Epaulette sharks are harmless to humans, though if handled they may nip their captors. They are easily observed and handled by beachgoers as they move slowly whilst out of water, and show little fear of humans. This species adapts readily to captivity and is displayed by many public aquariums in the United States, Canada, and Australia. In an article for Aquarium Fish Magazine, Scott W. Michael referred to the epaulette shark as "the best shark for the home aquarium." They will breed in captivity, even in tanks as small as 510 L (135 gal), though full-grown sharks are best housed in tanks of 680 L (180 gal) or more. They are not compatible with community tanks as they will eat other fish.
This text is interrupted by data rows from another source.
PR #407, opened 2020-05-03
[CDAP-16740] Centralizing logic for EL Context and improve tests

nitinmotgi:
It looks like a lot of files, but those are from refactoring of changing Row.length() to Row.width(). Internal function.

### DIFF
--- a/wrangler-api/src/main/java/io/cdap/wrangler/api/ErrorRowException.java
+++ b/wrangler-api/src/main/java/io/cdap/wrangler/api/ErrorRowException.java
@@ -16,9 +16,6 @@
 
 package io.cdap.wrangler.api;
 
-import java.util.Collections;
-import java.util.List;
-
 /**
  * Exception throw when the record needs to emitted to error collector.
  */
@@ -42,7 +39,7 @@ public class ErrorRowException extends Exception {
   }
 
   public ErrorRowException(String directiveName, String errorMessage, int code) {
-    this(String.format("Error encountered while executing '%s' : %s", directiveName, errorMessage), code);
+    this(String.format("%s (ecode: %d, directive: %s)", errorMessage, code, directiveName), code);
   }
 
   /**
--- a/wrangler-api/src/main/java/io/cdap/wrangler/api/Row.java
+++ b/wrangler-api/src/main/java/io/cdap/wrangler/api/Row.java
@@ -172,6 +172,14 @@ public final class Row implements Serializable {
   /**
    * @return  width of the row.
    */
+  @Deprecated
+  public int length() {
+    return columns.size();
+  }
+
+  /**
+   * @return  width of the row.
+   */
   public int width() {
     return columns.size();
   }
--- a/wrangler-api/src/main/java/io/cdap/wrangler/api/Row.java
+++ b/wrangler-api/src/main/java/io/cdap/wrangler/api/Row.java
@@ -170,9 +170,9 @@ public final class Row implements Serializable {
   }
 
   /**
-   * @return  Length of the row.
+   * @return  width of the row.
    */
-  public int length() {
+  public int width() {
     return columns.size();
   }
 
--- a/wrangler-core/src/main/java/io/cdap/directives/aggregates/SetTransientVariable.java
+++ b/wrangler-core/src/main/java/io/cdap/directives/aggregates/SetTransientVariable.java
@@ -82,18 +82,7 @@ public class SetTransientVariable implements Directive {
   public List<Row> execute(List<Row> rows, ExecutorContext context) throws DirectiveExecutionException {
     for (Row row : rows) {
       // Move the fields from the row into the context.
-      ELContext ctx = new ELContext(context);
-      ctx.set("this", row);
-      for (String var : el.variables()) {
-        ctx.set(var, row.getValue(var));
-      }
-
-      // Transient variables are added.
-      if (context != null) {
-        for (String variable : context.getTransientStore().getVariables()) {
-          ctx.set(variable, context.getTransientStore().get(variable));
-        }
-      }
+      ELContext ctx = new ELContext(context, el, row);
 
       // Execution of the script / expression based on the row data
       // mapped into context.
--- a/wrangler-core/src/main/java/io/cdap/directives/row/RecordConditionFilter.java
+++ b/wrangler-core/src/main/java/io/cdap/directives/row/RecordConditionFilter.java
@@ -91,19 +91,7 @@ public class RecordConditionFilter implements Directive, Lineage {
     List<Row> results = new ArrayList<>();
     for (Row row : rows) {
       // Move the fields from the row into the context.
-      ELContext ctx = new ELContext(context);
-      for (String var : el.variables()) {
-        Object value = row.getValue(var);
-        String strValue;
-        // support numeric values by converting them to string
-        if (value instanceof Number) {
-          Number number = (Number) value;
-          strValue = number.toString();
-          ctx.set(var, strValue);
-        } else {
-          ctx.set(var, row.getValue(var));
-        }
-      }
+      ELContext ctx = new ELContext(context, el, row);
       if (context != null) {
         for (String variable : context.getTransientStore().getVariables()) {
           ctx.set(variable, context.getTransientStore().get(variable));
--- a/wrangler-core/src/main/java/io/cdap/wrangler/executor/RecipePipelineExecutor.java
+++ b/wrangler-core/src/main/java/io/cdap/wrangler/executor/RecipePipelineExecutor.java
@@ -122,28 +122,31 @@ public final class RecipePipelineExecutor implements RecipePipeline<Row, Structu
         if (context != null) {
           context.getTransientStore().reset(TransientVariableScope.LOCAL);
         }
-        List<Row> newRows = rows.subList(i, i + 1);
+
+        List<Row> cumulativeRows = rows.subList(i, i + 1);
         try {
           for (Executor<List<Row>, List<Row>> directive : directives) {
             try {
-              newRows = directive.execute(newRows, context);
-              if (newRows.size() < 1) {
+              cumulativeRows = directive.execute(cumulativeRows, context);
+              if (cumulativeRows.size() < 1) {
                 break;
               }
             } catch (ReportErrorAndProceed e) {
-              messages.add(String.format("%d:%s", e.getCode(), e.getMessage()));
+              messages.add(String.format("%s (ecode: %d)", e.getMessage(), e.getCode()));
+              collector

The International Union for Conservation of Nature (IUCN) has assessed the epaulette shark as of Least Concern. This species is common in Australian waters, where it is not captured by either commercial or recreational fisheries, and is minimally affected by collection for the aquarium trade and fishery bycatch. Much of its Australian habitat is encompassed by protected marine parks. Off New Guinea, the epaulette shark has been assessed as Near Threatened, as there it faces habitat degradation, destructive fishing practices, and over-exploitation by artisan fishers.

In 2015, the behaviour of an epaulette shark was filmed in detail by the BBC for the first episode of a new documentary series named Shark, released around the 40th anniversary of Jaws. The documentary shows an epaulette shark's ability to walk over land, and its hunting behaviours in the ebbing tide.